* [THE DATA]
##########
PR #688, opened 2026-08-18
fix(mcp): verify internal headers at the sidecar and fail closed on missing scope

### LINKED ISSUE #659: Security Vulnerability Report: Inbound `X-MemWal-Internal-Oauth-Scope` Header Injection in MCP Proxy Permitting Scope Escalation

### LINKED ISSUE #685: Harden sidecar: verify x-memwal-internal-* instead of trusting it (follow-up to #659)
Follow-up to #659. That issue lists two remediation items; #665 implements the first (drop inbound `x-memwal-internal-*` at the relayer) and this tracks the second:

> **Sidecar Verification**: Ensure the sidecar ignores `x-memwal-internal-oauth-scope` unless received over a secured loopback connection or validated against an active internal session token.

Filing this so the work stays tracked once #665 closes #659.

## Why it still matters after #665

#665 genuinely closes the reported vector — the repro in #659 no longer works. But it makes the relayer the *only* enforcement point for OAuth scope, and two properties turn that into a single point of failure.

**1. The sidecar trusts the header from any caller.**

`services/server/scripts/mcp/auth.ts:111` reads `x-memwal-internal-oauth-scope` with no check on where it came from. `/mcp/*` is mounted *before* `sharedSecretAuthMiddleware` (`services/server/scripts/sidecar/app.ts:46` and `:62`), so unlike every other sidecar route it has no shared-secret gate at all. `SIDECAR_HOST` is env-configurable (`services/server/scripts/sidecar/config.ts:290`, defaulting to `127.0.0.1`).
##########
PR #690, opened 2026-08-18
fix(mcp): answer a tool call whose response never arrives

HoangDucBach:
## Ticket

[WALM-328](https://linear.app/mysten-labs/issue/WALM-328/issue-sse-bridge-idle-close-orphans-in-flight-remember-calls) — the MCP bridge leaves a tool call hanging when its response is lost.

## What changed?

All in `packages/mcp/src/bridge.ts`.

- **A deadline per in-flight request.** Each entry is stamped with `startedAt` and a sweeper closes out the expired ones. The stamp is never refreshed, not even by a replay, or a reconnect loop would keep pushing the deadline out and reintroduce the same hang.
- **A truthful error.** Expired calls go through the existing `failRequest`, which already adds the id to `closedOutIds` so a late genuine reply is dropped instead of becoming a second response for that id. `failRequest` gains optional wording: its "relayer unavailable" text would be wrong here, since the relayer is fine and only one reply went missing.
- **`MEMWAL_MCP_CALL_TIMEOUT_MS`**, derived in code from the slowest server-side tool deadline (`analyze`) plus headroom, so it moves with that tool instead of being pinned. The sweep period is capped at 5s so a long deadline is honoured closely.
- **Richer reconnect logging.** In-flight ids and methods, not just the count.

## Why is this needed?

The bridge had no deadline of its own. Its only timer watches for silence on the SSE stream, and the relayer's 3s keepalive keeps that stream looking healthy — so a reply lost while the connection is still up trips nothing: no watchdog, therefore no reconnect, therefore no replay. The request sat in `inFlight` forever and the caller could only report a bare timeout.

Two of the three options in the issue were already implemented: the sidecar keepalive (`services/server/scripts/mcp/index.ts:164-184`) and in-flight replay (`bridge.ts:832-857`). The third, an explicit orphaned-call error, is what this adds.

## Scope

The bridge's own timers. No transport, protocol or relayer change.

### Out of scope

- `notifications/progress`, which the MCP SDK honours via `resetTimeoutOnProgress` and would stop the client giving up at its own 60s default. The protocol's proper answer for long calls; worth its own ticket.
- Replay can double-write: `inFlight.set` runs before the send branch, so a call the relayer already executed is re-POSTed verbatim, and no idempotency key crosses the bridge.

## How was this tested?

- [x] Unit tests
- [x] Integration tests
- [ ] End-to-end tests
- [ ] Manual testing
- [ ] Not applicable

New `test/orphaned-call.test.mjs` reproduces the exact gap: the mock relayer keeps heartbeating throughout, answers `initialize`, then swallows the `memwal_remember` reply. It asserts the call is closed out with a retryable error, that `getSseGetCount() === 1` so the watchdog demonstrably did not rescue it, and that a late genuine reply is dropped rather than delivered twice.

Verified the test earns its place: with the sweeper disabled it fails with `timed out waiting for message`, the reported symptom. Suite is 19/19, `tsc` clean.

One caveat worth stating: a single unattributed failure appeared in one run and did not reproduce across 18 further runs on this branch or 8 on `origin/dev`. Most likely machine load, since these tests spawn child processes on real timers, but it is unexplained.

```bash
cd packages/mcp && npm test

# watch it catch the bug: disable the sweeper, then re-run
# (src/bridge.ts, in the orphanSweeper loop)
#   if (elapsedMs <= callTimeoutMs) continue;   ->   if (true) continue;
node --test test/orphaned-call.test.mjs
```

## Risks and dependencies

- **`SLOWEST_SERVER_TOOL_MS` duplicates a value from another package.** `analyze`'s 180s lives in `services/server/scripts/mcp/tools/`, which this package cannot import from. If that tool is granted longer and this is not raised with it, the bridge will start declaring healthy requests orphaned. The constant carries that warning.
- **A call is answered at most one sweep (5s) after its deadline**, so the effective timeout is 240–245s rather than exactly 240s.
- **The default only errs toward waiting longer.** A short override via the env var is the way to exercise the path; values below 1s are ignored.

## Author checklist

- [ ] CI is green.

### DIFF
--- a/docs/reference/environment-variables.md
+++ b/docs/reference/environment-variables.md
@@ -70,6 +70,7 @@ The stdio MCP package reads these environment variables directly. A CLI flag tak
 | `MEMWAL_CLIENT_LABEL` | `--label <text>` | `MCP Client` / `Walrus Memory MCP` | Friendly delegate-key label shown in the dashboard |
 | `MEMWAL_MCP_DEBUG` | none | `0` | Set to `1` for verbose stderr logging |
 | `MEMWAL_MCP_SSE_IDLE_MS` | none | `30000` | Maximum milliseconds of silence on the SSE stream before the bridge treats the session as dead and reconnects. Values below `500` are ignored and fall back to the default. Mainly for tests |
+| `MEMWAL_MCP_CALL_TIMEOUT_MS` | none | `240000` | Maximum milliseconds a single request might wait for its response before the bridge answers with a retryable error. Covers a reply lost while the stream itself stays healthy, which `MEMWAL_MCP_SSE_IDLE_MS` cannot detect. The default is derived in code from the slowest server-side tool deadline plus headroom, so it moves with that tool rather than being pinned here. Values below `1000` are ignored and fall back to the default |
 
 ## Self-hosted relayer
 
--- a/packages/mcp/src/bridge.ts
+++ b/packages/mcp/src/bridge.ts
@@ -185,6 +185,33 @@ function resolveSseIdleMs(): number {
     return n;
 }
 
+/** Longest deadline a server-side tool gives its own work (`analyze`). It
##########
* [WORK TO COMPLETE]
Once the line with "PR #688, opened 2026-08-18" is found in the records above, print exactly that line and every line after it through the line with "with no check".

* [FINAL ANSWER]
PR #688, opened 2026-08-18
fix(mcp): verify internal headers at the sidecar and fail closed on missing scope

### LINKED ISSUE #659: Security Vulnerability Report: Inbound `X-MemWal-Internal-Oauth-Scope` Header Injection in MCP Proxy Permitting Scope Escalation

### LINKED ISSUE #685: Harden sidecar: verify x-memwal-internal-* instead of trusting it (follow-up to #659)
Follow-up to #659. That issue lists two remediation items; #665 implements the first (drop inbound `x-memwal-internal-*` at the relayer) and this tracks the second:

> **Sidecar Verification**: Ensure the sidecar ignores `x-memwal-internal-oauth-scope` unless received over a secured loopback connection or validated against an active internal session token.

Filing this so the work stays tracked once #665 closes #659.

## Why it still matters after #665

#665 genuinely closes the reported vector — the repro in #659 no longer works. But it makes the relayer the *only* enforcement point for OAuth scope, and two properties turn that into a single point of failure.

**1. The sidecar trusts the header from any caller.**

`services/server/scripts/mcp/auth.ts:111` reads `x-memwal-internal-oauth-scope` with no check on where it came from. `/mcp/*` is mounted *before* `sharedSecretAuthMiddleware` (`services/server/scripts/sidecar/app.ts:46` and `:62`), so unlike every other sidecar route it has no shared-secret gate at all. `SIDECAR_HOST` is env-configurable (`services/server/scripts/sidecar/config.ts:290`, defaulting to `127.0.0.1`).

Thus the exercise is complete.